### TASK INSTRUCTIONS
What follows is a set of records; repeat all of them exactly.

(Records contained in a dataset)
PR #475, opened 2020-05-07
[RFC] Blitz Auth Session Management

flybayer:
Woohoo! Finally we have the RFC for session management.

The purpose of this RFC (Request for Comments) is to gather any feedback from the community.

We welcome all feedback, whether good or bad! This is your chance to ensure Blitz meets the needs of your company or project.

Also we'd like your feedback on the Blitz developer interface. This can, and probably will, be refined and improved.

### 👉 [View the Rendered RFC](https://github.com/blitz-js/blitz/blob/rfc-session/rfc-docs/03-session-management.md) 👈

---

### Todo

- [ ] How to expose the session inside `getServerSideProps`?

### DIFF
--- a/rfc-docs/03-session-management.md
+++ b/rfc-docs/03-session-management.md
@@ -215,10 +215,13 @@ export default async function exampleQuery(args: SomArgs, ctx: Context) {
       // Can use publicData to get the role or other public info of this session.
       let publicData = await Session.getPublicData(session)
 
+      // Can change publicData for this session
+      await Session.setPublicData(session, {...publicData /* ... */})
+
       // get private session data for this session
       let privateData = await Session.getPrivateData(session)
 
-      // Can change privateData for this session only
+      // Can change privateData for this session
       await Session.setPrivateData(session, {...privateData /* ... */})
 
       // Log user out of this specific device
@@ -328,7 +331,19 @@ This is significantly more secure than the essential method, but adds extra comp
 
 ### Blitz Developer Interface
 
-Same as the essential method, but with an extra http endpoint for refreshing tokens
+Same as the essential method, but with a few additions:
+
+- An extra http endpoint for refreshing tokens
+- A callback function for when token theft is detected (ideally where custom error handlers are defined). We will provide a default implementation in which the affected session will be revoked, logging out the victim and the attacker.
+  ```
+  Session.onTokenTheft((sessionHandle: string, userId: string, req: BlitzApiRequest, res: BlitzApiResponse) => {
+    // can revoke this session using sessionHandle
+    // OR
+    // can revoked all sessions belonging to userId
+    // OR
+    // send an email alert to the user etc..
+  })
+  ```
 
 ### Implementation Details
 
--- a/rfc-docs/03-session-management.md
+++ b/rfc-docs/03-session-management.md
@@ -1,0 +1,412 @@
+# [RFC] Blitz Auth Session Management
+
+Authentication has two key components:
+
+1. Identity verification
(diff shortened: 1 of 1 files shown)


dajinchu:
This looks amazing and I can't wait for it to be available. Will the session be available in `getServerSideProps`?

goldo:
Hi! Thanks for the RFC. I was wondering, would passwordless be an option ? 
To me, passwordless is a great solution:
- you don't have to store passwords
- you will avoid some attackers who are looking for DBs with passwords
- you will rely on the security of your email provider, which is way more secure than what you will build, and.. it's free

I mean no database in the world is safe, if you want to to rely on something robust, without dragging attention, I think it's a good solution

raulingg:
Pretty neat solution! 👌

flybayer:
> This looks amazing and I can't wait for it to be available. Will the session be available in `getServerSideProps`?

Great question @dajinchu! Hadn't thought about that. We can definitely expose the session there. Just need to think about the best way to do that.

flybayer:
> Hi! Thanks for the RFC. I was wondering, would passwordless be an option ?
> To me, passwordless is a great solution:

@goldo yes, for sure! This session management will work with any identity verification method/service, including passwordless.

merelinguist:
This all looks really great! I love the session hook. What’s the timeline for the authorisation RFC?

flybayer:
@merelinguist here's the latest word from @rishabhpoddar on implementation timeline, which starts now:

> Will take a couple of weeks. First to architect the solution keeping in mind future changes we have planned, and then about a week to build and test.

This will be for the essential security level without anonymous sessions. The rest will follow.

dwightwatson:
Something I'd be curious to know more about (that I'm not sure is covered here) is whether Blitz auth solution will handle things on the database end as well - as in, provide migrations and boilerplate to register users, login users etc. - or will it just provide the session token abstraction and leave the implementation to the developer?

flybayer:
@dwightwatson user registration/login/password reset/etc will be provided as a Blitz recipe/installer (#242). It'll scaffold out all the code into your project. So you get the benefit of not writing it from scratch, **and** you get the benefit of having total ownership over it. So you aren't locked into a certain library or anything. 

As a reference for Rails people, this will be the "devise" for Blitz apps.

dwightwatson:
Fantastic news, appreciate the clarification on that point.

Romstar:
@flybayer @rishabhpoddar 

I am planning to utilize a middleware for the session given that Redis is always significantly more performant than PostgreSQL.  Can we make adding a middleware for the session management intuitive?

flybayer:
@Romstar yes for sure! I think we'll have a config similar to this so you have full control over where and how sessions are stored:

### SOLUTION TO THIS TASK
PR #475, opened 2020-05-07
[RFC] Blitz Auth Session Management

flybayer:
Woohoo! Finally we have the RFC for session management.

The purpose of this RFC (Request for Comments) is to gather any feedback from the community.

We welcome all feedback, whether good or bad! This is your chance to ensure Blitz meets the needs of your company or project.

Also we'd like your feedback on the Blitz developer interface. This can, and probably will, be refined and improved.

### 👉 [View the Rendered RFC](https://github.com/blitz-js/blitz/blob/rfc-session/rfc-docs/03-session-management.md) 👈

---

### Todo

- [ ] How to expose the session inside `getServerSideProps`?

### DIFF
--- a/rfc-docs/03-session-management.md
+++ b/rfc-docs/03-session-management.md
@@ -215,10 +215,13 @@ export default async function exampleQuery(args: SomArgs, ctx: Context) {
       // Can use publicData to get the role or other public info of this session.
       let publicData = await Session.getPublicData(session)
 
+      // Can change publicData for this session
+      await Session.setPublicData(session, {...publicData /* ... */})
+
       // get private session data for this session
       let privateData = await Session.getPrivateData(session)
 
-      // Can change privateData for this session only
+      // Can change privateData for this session
       await Session.setPrivateData(session, {...privateData /* ... */})
 
       // Log user out of this specific device
@@ -328,7 +331,19 @@ This is significantly more secure than the essential method, but adds extra comp
 
 ### Blitz Developer Interface
 
-Same as the essential method, but with an extra http endpoint for refreshing tokens
+Same as the essential method, but with a few additions:
+
+- An extra http endpoint for refreshing tokens
+- A callback function for when token theft is detected (ideally where custom error handlers are defined). We will provide a default implementation in which the affected session will be revoked, logging out the victim and the attacker.
+  ```
+  Session.onTokenTheft((sessionHandle: string, userId: string, req: BlitzApiRequest, res: BlitzApiResponse) => {
+    // can revoke this session using sessionHandle
+    // OR
+    // can revoked all sessions belonging to userId
+    // OR
+    // send an email alert to the user etc..
+  })
+  ```
 
 ### Implementation Details
 
--- a/rfc-docs/03-session-management.md
+++ b/rfc-docs/03-session-management.md
@@ -1,0 +1,412 @@
+# [RFC] Blitz Auth Session Management
+
+Authentication has two key components:
+
+1. Identity verification
(diff shortened: 1 of 1 files shown)


dajinchu:
This looks amazing and I can't wait for it to be available. Will the session be available in `getServerSideProps`?

goldo:
Hi! Thanks for the RFC. I was wondering, would passwordless be an option ? 
To me, passwordless is a great solution:
- you don't have to store passwords
- you will avoid some attackers who are looking for DBs with passwords
- you will rely on the security of your email provider, which is way more secure than what you will build, and.. it's free

I mean no database in the world is safe, if you want to to rely on something robust, without dragging attention, I think it's a good solution

raulingg:
Pretty neat solution! 👌

flybayer:
> This looks amazing and I can't wait for it to be available. Will the session be available in `getServerSideProps`?

Great question @dajinchu! Hadn't thought about that. We can definitely expose the session there. Just need to think about the best way to do that.

flybayer:
> Hi! Thanks for the RFC. I was wondering, would passwordless be an option ?
> To me, passwordless is a great solution:

@goldo yes, for sure! This session management will work with any identity verification method/service, including passwordless.

merelinguist:
This all looks really great! I love the session hook. What’s the timeline for the authorisation RFC?

flybayer:
@merelinguist here's the latest word from @rishabhpoddar on implementation timeline, which starts now:

> Will take a couple of weeks. First to architect the solution keeping in mind future changes we have planned, and then about a week to build and test.

This will be for the essential security level without anonymous sessions. The rest will follow.

dwightwatson:
Something I'd be curious to know more about (that I'm not sure is covered here) is whether Blitz auth solution will handle things on the database end as well - as in, provide migrations and boilerplate to register users, login users etc. - or will it just provide the session token abstraction and leave the implementation to the developer?

flybayer:
@dwightwatson user registration/login/password reset/etc will be provided as a Blitz recipe/installer (#242). It'll scaffold out all the code into your project. So you get the benefit of not writing it from scratch, **and** you get the benefit of having total ownership over it. So you aren't locked into a certain library or anything. 

As a reference for Rails people, this will be the "devise" for Blitz apps.

dwightwatson:
Fantastic news, appreciate the clarification on that point.

Romstar:
@flybayer @rishabhpoddar 

I am planning to utilize a middleware for the session given that Redis is always significantly more performant than PostgreSQL.  Can we make adding a middleware for the session management intuitive?

flybayer:
@Romstar yes for sure! I think we'll have a config similar to this so you have full control over where and how sessions are stored:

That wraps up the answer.